Python implementation of "Pricing the Term Structure with Linear Regressions" from Adrian, Crump and Moench (2013). This library prices the time series and cross-section of the term structure of interest rates using a three-step linear regression approach. Computations are fast, even with a large number of pricing factors. Generates estimates for term premium, risk neutral yields and expected returns.
I would like to thank Emanuel Moench for sharing his replication files of the original paper. I made sure to match each and every computation step with the authors’ original implementation.

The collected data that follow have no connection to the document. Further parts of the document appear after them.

PR #6510, opened 2025-07-04
Provide meter count in HighCardinalityTagsDetector

izeye:
This PR changes to provide meter count in the `HighCardinalityTagsDetector`.

### DIFF
--- a/micrometer-core/src/main/java/io/micrometer/core/instrument/HighCardinalityTagsDetector.java
+++ b/micrometer-core/src/main/java/io/micrometer/core/instrument/HighCardinalityTagsDetector.java
@@ -16,7 +16,7 @@
 package io.micrometer.core.instrument;
 
 import java.time.Duration;
-import java.util.HashMap;
+import java.util.LinkedHashMap;
 import java.util.Map;
 import java.util.Optional;
 import java.util.concurrent.Executors;
@@ -65,11 +65,13 @@ public class HighCardinalityTagsDetector implements AutoCloseable {
 
     private final long threshold;
 
-    private final Consumer<String> meterNameConsumer;
+    private final Duration delay;
+
+    @Nullable private final Consumer<String> meterNameConsumer;
+
+    @Nullable private Consumer<HighCardinalityMeterInfo> meterInfoConsumer;
 
     private final ScheduledExecutorService scheduledExecutorService;
-
-    private final Duration delay;
 
     /**
      * @param registry The registry to use to check the Meters in it
@@ -105,7 +107,7 @@ public class HighCardinalityTagsDetector implements AutoCloseable {
         this.registry = registry;
         this.threshold = threshold;
         this.delay = delay;
-        this.meterNameConsumer = meterNameConsumer != null ? meterNameConsumer : this::logWarning;
+        this.meterNameConsumer = meterNameConsumer;
         this.scheduledExecutorService = Executors
             .newSingleThreadScheduledExecutor(new NamedThreadFactory("high-cardinality-tags-detector"));
     }
@@ -135,7 +137,19 @@ public class HighCardinalityTagsDetector implements AutoCloseable {
 
     private void detectHighCardinalityTags() {
         try {
-            findFirst().ifPresent(this.meterNameConsumer);
+            findFirst().ifPresent((meterInfo) -> {
+                if (this.meterNameConsumer != null) {
+                    this.meterNameConsumer.accept(meterInfo.getName());
+                }
+                else {
+                    if (this.meterInfoConsumer != null) {
+                        this.meterInfoConsumer.accept(meterInfo);
+                    }
+                    else {
+                        logWarning(meterInfo);
+                    }
+                }
+            });
         }
         catch (Exception exception) {
             LOGGER.warn("Something went wrong during high cardinality tag detection", exception);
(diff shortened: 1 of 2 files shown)


micrometer-core/src/main/java/io/micrometer/core/instrument/HighCardinalityTagsDetector.java
```diff
@@ -65,11 +65,13 @@ public class HighCardinalityTagsDetector implements AutoCloseable {
...
     private final long threshold;
 
-    private final Consumer<String> meterNameConsumer;
+    private final Duration delay;
 
-    private final ScheduledExecutorService scheduledExecutorService;
+    @Nullable private final Consumer<String> meterNameConsumer;
 
-    private final Duration delay;
+    @Nullable private Consumer<HighCardinalityMeterInfo> meterInfoConsumer;
```
shakuzen: We unfortunately don't have any automated formatting available for this (let us know if you're aware of some), but we'd like to have the nullability annotation next to the type being marked. In this case, that would mean `private @Nullable Consumer`.

micrometer-core/src/main/java/io/micrometer/core/instrument/HighCardinalityTagsDetector.java
```diff
@@ -135,44 +137,51 @@ public void close() {
...
-     * @return the name of the first Meter that potentially has high cardinality tags, an
-     * empty Optional if none found.
+     * Finds the {@code HighCardinalityMeterInfo} of the first Meter that potentially has
+     * high cardinality tags.
+     * @return the {@code HighCardinalityMeterInfo} of the first Meter that potentially
+     * has high cardinality tags, an empty Optional if none found.
      */
-    public Optional<String> findFirst() {
-        Map<String, Long> meterNameFrequencies = new HashMap<>();
+    public Optional<HighCardinalityMeterInfo> findFirst() {
```
shakuzen: I suppose japicmp doesn't complain because of the erased type. But effectively, I supposed this is a breaking change for any users who expected a string type when calling `get` on the returned Optional. This is unfortunate because I would like to change things as has been done here, but I'm not sure what to do about the backward incompatibility.

micrometer-core/src/main/java/io/micrometer/core/instrument/HighCardinalityTagsDetector.java
```diff
@@ -135,44 +137,51 @@ public void close() {
 
     private void detectHighCardinalityTags() {
         try {
-            findFirst().ifPresent(this.meterNameConsumer);
+            findFirst().ifPresent((meterInfo) -> {
+                if (this.meterNameConsumer != null) {
+                    this.meterNameConsumer.accept(meterInfo.getName());
```
shakuzen: Rather than keep two consumers, could we just keep one since it is an internal detail. For backward compatibility, if a user is configuring a `Consumer<String>` we can convert that to a `Consumer<HighCardinalityMeterInfo>` and then always run that. I would probably even go so far as to mark the `Consumer<String>` API deprecated.

micrometer-core/src/main/java/io/micrometer/core/instrument/HighCardinalityTagsDetector.java
```diff
@@ -183,4 +192,120 @@ private static long calculateThreshold() {
...
+        }
+
+        /**
+         * Build {@code HighCardinalityTagsDetector}.
+         * @return {@code HighCardinalityTagsDetector}
+         */
+        public HighCardinalityTagsDetector build() {
+            HighCardinalityTagsDetector highCardinalityTagsDetector = new HighCardinalityTagsDetector(this.registry,
+                    this.threshold, this.delay, this.highCardinalityMeterNameConsumer);
+            highCardinalityTagsDetector.meterInfoConsumer = this.highCardinalityMeterInfoConsumer;
```
shakuzen: It's probably worth adding a constructor that takes the `Consumer<HighCardinalityMeterInfo>` and deprecating the one that takes `Consumer<String>`. Then the consumer field can be marked final. Was there any reason in particular to set it this way instead of a constructor?

shakuzen (commented):
Thanks for the pull request. This looks like a useful enhancement. I've left some review.

micrometer-core/src/main/java/io/micrometer/core/instrument/HighCardinalityTagsDetector.java
izeye: @shakuzen I wanted to do so, but I couldn't do so as their signatures are the same after type erasure.

izeye:
@shakuzen Thanks for the feedbacks!

I tried to apply your suggestions in a27b799.

Please let me know what you think.

micrometer-core/src/main/java/io/micrometer/core/instrument/HighCardinalityTagsDetector.java
shakuzen: What about introducing a new type like `HighCardinalityMeterInfoConsumer`?

izeye: @shakuzen It would break existing lambda expressions from users and require casting to use lambda expressions for both.

shakuzen: You're right. I'll think some more if there's anything else we can do, but we can merge for now since this is mostly implementation details we can change later.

Python package to run Bayesian Fama-MacBeth Regressions from Bryzgalova, Huang & Julliard (2024). As presented by the authors, this methodology provides reliable risk premia estimates for both tradable and non-tradable factors, detects those weakly identified, delivers valid credible intervals for all objects of interest, and is intuitive, fast and simple to implement.
This is a Python library to specify, calibrate, solve, simulate, estimate and analyze linearized DSGE models. The specification interface is inspired by dynare, which allows for symbolic declarations of parameters, variables and equations. Once a model is calibrated or estimated, it is solved using Sims (2002) methodology. Estimation uses Bayesian methods, specifically Markov Chain Monte Carlo (MCMC), to simulate the posterior distributions of the parameters. Analysis tools include simulation, impulse-response functions, historical decomposition and extraction of latent variables.